Remember, this was youth pre-World War II. The methods of locomotion Hahn blamed for making kids lazy and out of shape were trains and cars with an average top speed of 45 miles per hour. He blamed the lack of youth engagement on the distractions of new media—radio, film, and eventually television. Media allowed kids to remain on the sidelines, spectating as the world flew by in front of them. Stimulants and tranquilizers made them lack self-discipline, and they didn’t work with their hands enough to gain important life skills and craftsmanship. Possibly the most damning thing on his list was how youth of his day held little compassion, demonstrated by diminished community life and the growth of individualism and egoism.

What Kurt Hahn described as the decline of modern youth parallels Socrates’s complaints about their bad manners. But Hahn set out to do something about it. He embodied the adult in the room we call for in this book. He was brave in the face of adversity, speaking out against strong sociopolitical forces, at risk of imprisonment or worse. Further, Hahn’s proposed solutions define much of our own professional work, which is dedicated to bringing outdoor education and psychotherapy together. Not fixing kids, but giving them what they need to develop.
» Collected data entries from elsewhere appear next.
PR #3279, opened 2025-01-04
Revise location_index for IODA file in Trajectory sampler 

metdyn:
## Types of change(s)

## Checklist

## Description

Hahn’s proposed solution was school based on experience therapy (Erlebnistherapie in German), which had four main elements:
- Fitness Training: to compete with oneself in physical fitness; in so doing, train for discipline and determination of the mind through the body.
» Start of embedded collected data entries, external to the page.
PR #3282, opened 2025-01-06
Feature/bmauer/geos simulator

bena-nasa:
I realized my "GEOS" simulator, a script I had to generate inputs for ExtDataDriver.x to simulate an ExtData configuration  that a real model run is using was not quite working right last week. I spent some time fixing it, and I don't want to loose it and it is useful enough I want to get it into version control.

## Types of change(s)

## Checklist

### DIFF
--- a/Tests/generate_extdatadriver_input.py
+++ b/Tests/generate_extdatadriver_input.py
@@ -5,6 +5,8 @@ import os
 import yaml
 import glob
 
+dims_dict = {"2":"xy", "3":"xyz"}
+
 def get_dims(component_map, name):
     for comp in component_map:
         if name in component_map[comp]:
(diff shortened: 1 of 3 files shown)


Tests/generate_extdatadriver_input.py
```diff
@@ -0,0 +1,171 @@
...
+
+   for item in vars_needed:
+      if item in extdata_def:
+         long_name = "NA"
+         units = "NA"
+         dims = get_dims(component_map, item) 
+         if dims == "2":
+            cdims = "xy"
+         elif dims == "3":
+            cdims = "xyz"
```
tclune, line 120: This might be marginally improved by having having a dictionary:  `cdims = cdims_dict[dims]`.  I would not have even bothered mentioning it, except that the logic is repeated in the export block so it is a 2x benefit.

Feel free to ignore though.

tclune (dismissed):
I don't pretend to have followed all the details, but looks quite clean and thus easy to understand/improve when needed.

I did make a small code-quality suggestion - at the discretion of the implementor.

Tests/generate_extdatadriver_input.py
bena-nasa: I made that change, easy enough

tclune (approved):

- Expeditions: to engage in long, challenging endurance tasks over land or sea.
- Projects: involving crafts and manual skills.
- Rescue Service: e.g., mountain rescue, marine lifesaving, firefighting, or first aid.
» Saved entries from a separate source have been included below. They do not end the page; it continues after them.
PR #3313, opened 2025-01-13
Feature/tclune/#3312 attributes aspect

tclune:
## Types of change(s)

## Checklist

### DIFF
--- a/generic3g/specs/AttributesAspect.F90
+++ b/generic3g/specs/AttributesAspect.F90
@@ -1,0 +1,105 @@
+#include "MAPL_Generic.h"
+
+! We require that an export provides all attributes that an import
+! specifies as a shared attribute.  Some attributes of the export may
+! be unused and/or correspond to attributes needed by other imports.
+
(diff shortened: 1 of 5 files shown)


generic3g/specs/AttributesAspect.F90
```diff
@@ -0,0 +1,105 @@
...
+
+   end function matches
+
+   function make_action(src, dst, rc) result(action)
+      class(ExtensionAction), allocatable :: action
+      class(AttributesAspect), intent(in) :: src
+      class(StateItemAspect), intent(in)  :: dst
+      integer, optional, intent(out) :: rc
+
+      action = NullAction()
```
atrayano, line 100: Is this a placeholder? src and dst are not used and we return NullAction

tclune: This is an aspect for which we do not support any transforms.    But the interface is mandated by inheritance.   The procedure should never be called.   We just use NullAction() to prevent the compiler warning that we did not produce a value for the function.

Issue #3288, opened 2025-01-07
accumulator couplers need to trigger update on dependency during invalidate()


tclune:
Currently Accumulator actions accumulate the current value of the input during the invalidate() step.  This works when the coupler is directly connected to the user output.  But if there is an intervening coupler the "lazy" strategy for updating values interferes with the functioning of Accumulator.

Probably the fix is to add a method to GenericCoupler that controls whether to call update() on dependencies during invalidate().  Who knows, some other coupler might need the same.

darianboggs:
## Capturing Thoughts/Questions
- How to set `stale`?
- When to set `stale`?
- `invalidate` on a coupler may initiate `update` on **sources**
- `invalidate` on a coupler initiates `invalidate` on **consumers**
- `update` on a coupler initiates `update` on **sources**
- `update` on a coupler may initiate `invalidate` on on **consumers**
- Must avoid dependency loops
- Are dependency loops an issue for GridComps in general?
- Can we insist that a coupler chain be directed with regular GridComps at start and finish?

tclune:
Unless we also have update() generate invalidate() there is 0 chance of loops.    Couplers grow like a tree.  (Technically a DAG because of weirdness with vertical).

Worst case scenario - invalidate() always triggers update() and we waste computations.  (We very much want to avoid that though.)

darianboggs:
Closed by #3332

PR #3332, opened 2025-01-16
Run updates on invalidate

darianboggs:
## Types of change(s)

## Checklist

## Description
We need the `CouplerMetaComponent.invalidate` method it to force updates for its sources before running the `ExtensionAction.invalidate` method. This PR modifies `CouplerMetaComponent` to check if the associated `ExtensionAction` needs to run `invalidate`. If it needs to run `invalidate`, it forces updates for all the sources, and then runs the `ExtensionAction.invalidate` method. The PR adds the `ExtensionAction.runs_invalidate` method, which returns FALSE, and `AccumulatorAction.runs_invalidate` override.

## Related Issue
See #3288.


generic3g/tests/Test_ExtensionAction.pf
```diff
@@ -0,0 +1,20 @@
...
+contains
+
+   @Test(type=ESMF_TestMethod, npes=[1])
+   subroutine test_runs_invalidate(this)
+      class(ESMF_TestMethod), intent(inout) :: this
+      type(NullAction) :: action
+
+      @assert_that(action%runs_invalidate(), is(false()))
+
+   end subroutine test_runs_invalidate
```
tclune, line 18: Debatable that this is worthwhile as a test.   OTOH, certainly not worth deleting either.

tclune (approved):

generic3g/tests/Test_ExtensionAction.pf
darianboggs: It may be overkill. I was checking that the default ExtensionAction.runs_invalidate() returns .FALSE. which skips the update_sources() and ExtensionAction.invalidate(). I added a similar test of AccumulatorAction.runs_invalidate() to make sure it would run.

Issue #3274, opened 2025-01-02
use_threads set to True for openMp


weiyuan-jiang:
If use_threads set to ture, there would be some issues:
1) the call ESMF_GridCompGet(gc, grid=grid) crashes  immediately  after the gc is created [here](https://github.com/GEOS-ESM/MAPL/blob/1c55973c244834ed0d78c39964d2738c3d8f8a8b/generic/OpenMP_Support.F90#L546)
3) The im_world cannot be retrieved by the  call MAPL_GridGet(grid, globalCellCountPerDim=dims) where grid is created under OpenMP condition

@aoloso

PR #3350, opened 2025-01-17
Changes to return correct dimensions for the MPI grid from the OpenMP subgrids

aoloso:
## Types of change(s)

## Checklist

## Description
Changes were made to add attributes to the subgrids (i.e. created by dividing the MPI subdomain into smaller subdomains equal to the number of OpenMP threads) such that the correct dimensions for the MPI subdomain could be retrieved from the subgrids where ever needed.
## Related Issue
use_threads set to True for openMp Issue #3274


weiyuan-jiang:
I can confirm this fix works on Hercules with openmp

weiyuan-jiang (approved):

mathomp4:
@aoloso Can you add a changelog entry for this?

mathomp4:
Note: I did try this out with a simple AMIP run (so not exercising it probably) and it was zero-diff. So it doesn't seem to affect our way of running

tclune (dismissed):
How is the test coming along?   It will be more difficult to verify the test once the fix is merged.   You'll have to checkout a pre-fixed version but that version also won't have the test ...

mathomp4 (approved):

base/Base/Base_Base_implementation.F90
metdyn, line 1: Hi @bena-nasa,

There is a bug from your modification here
commit ef5e0245d69388c971174b34faab7a66db820958
Date:   Wed Jan 15 11:31:47 2025 -0500

My subroutine MAPL_MaskMod_smod.F90 calls MAPL_GetHorzIJIndex.. The MPI for gcc is paused here forever.  
This issue does not occur in the previous version of`base/Base/Base_Base_implementation.F90`

My call is in 
MAPL_MaskMod_smod.F90, 
 640 │      allocate ( II(nx), JJ(nx), _STAT )
 641 │      call MAPL_GetHorzIJIndex(nx,II,JJ,lonR8=obs_lons,latR8=obs_lats,grid=grid,_RC)

PR #3367, opened 2025-01-27
Fixes #3305 - support for Bracket exports

### LINKED ISSUE #3305: Implement BracketAspect
This aspect is to be used to indicate a spec is a "Bracket" and must use TimeInterpolateAction to transform into a Field.

tclune:
- This update involved a great many changes to fully integrate ClassAspect from the previous PR.  Many tests required updating and some existing logic required updates.  (Very little though.)
- VerticalGridAspect is also simplified.
- Obsolete code/tests have been removed.
- Remaining work is to establish a scenario that uses brackets.  For this an extension of the ComponentSpecParser is required.
- Because make_action() needs the src geom (and typekind), the previous implementation needed these stored in VerticalGridAspect. This was a dangerous duplication.  Now, the interface of make_action() is extended to have an argument that provides aux aspects such as geom and typekind.

## Types of change(s)

## Checklist


atrayano (approved):
Some diagnostic prints are still left in the code. When all tested, we should remove these.

mathomp4 (approved):

PR #3368, opened 2025-01-28
Feature/wdboggs/outer meta component datetime compatibility 3357

### LINKED ISSUE #3357: Check timestep and reference_time compatibility in OuterMetaComponent
We need to check that `timestep` and `reference_time` in `OuterMetaComponent` are compatible with the user component.

The use cases are:
1. _ordinary_ for uniform datetime durations. These durations include days and time durations, but it does not include years and months.
2. _monthly_ for datetime durations that include months since the number of days in a month varies, but it does not include years.
3. _yearly_ for datetime durations that include years and any other date or time durations since the number of days in a year varies.

darianboggs:
## Types of change(s)

## Checklist

## Description
As explained in #3357, the timestep and reference time for the user component, and therefore all the user alarms, must be compatible with the timestep and reference time for the OuterMetaComponent. Because the reference times may not be the same, it is insufficient to check the timesteps. This PR checks all user alarms, as determined by the user timestep and reference time, are compatible with the timestep and reference time of the OuterMetaComponent. It closes #3357.

## Related Issue
#3357

### DIFF
--- a/esmf_utils/ESMF_Time_Utilities.F90
+++ b/esmf_utils/ESMF_Time_Utilities.F90
@@ -9,7 +9,6 @@ module mapl3g_ESMF_Time_Utilities
    public :: zero_time_interval
    public :: intervals_are_compatible
    public :: times_and_intervals_are_compatible
-   public :: zero_time_interval
 
    interface zero_time_interval
       module procedure :: get_zero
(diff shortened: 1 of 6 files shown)


esmf_utils/ESMF_Time_Utilities.F90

Hahn’s schools offered what he believed was a more complete education, something extending beyond learning mathematics, language, and science. Students read philosophy and worked in the gardens, studied classic literature and cared for farm animals, learned trade skills and how to sail well enough to negotiate open waters. Students ran rescue services and came to believe they were needed and contributed meaningfully to the community. One of Hahn’s adages was “Students are all crew, not passengers!”

These principles have informed our own decades of work outdoors with young people. But we don’t see them as a panacea for rising rates of mental illness. We know not every young person will have access to these types of experiences, and many wouldn’t want to go on a long adventurous expedition. And, of course, we are not trying to publish a self-serving book about outdoor therapy, but we couldn’t resist sharing this story of this educator who, after making the same complaints about youth we’ve heard throughout history, actually attempted to do something about it! We remain focused, however, on how an understanding of youth development may lead to less adult interference and fewer interventions, ultimately leading to the development of more resilient youth. And more-recent research backs up this approach.
One study conducted in 1999 at Search Institute, a child and youth development research organization in Minneapolis, Minnesota, revealed a need to identify both risk and protective factors in kids’ lives. Years of data collection and the review of hundreds of studies informed the researchers’ construction of a framework they called developmental assets. The lists were categorized into internal assets, such as support, empowerment, boundaries and expectations, and constructive use of time, and external assets, such as positive values, commitment to learning, social competencies, and positive identity. Imagine a +/- scorecard showing where investments should be made in a child’s life to aid in growth and development, rather than a diagnosis of a problem within the individual. This approach just makes sense when thinking about how to help raise healthy and happy kids.
So why is it, that twenty-five years on from this seminal youth development research, society continues to intervene and “treat” youth, problematize adolescence, and limit creativity, risk-taking, and exploratory behaviors of teens?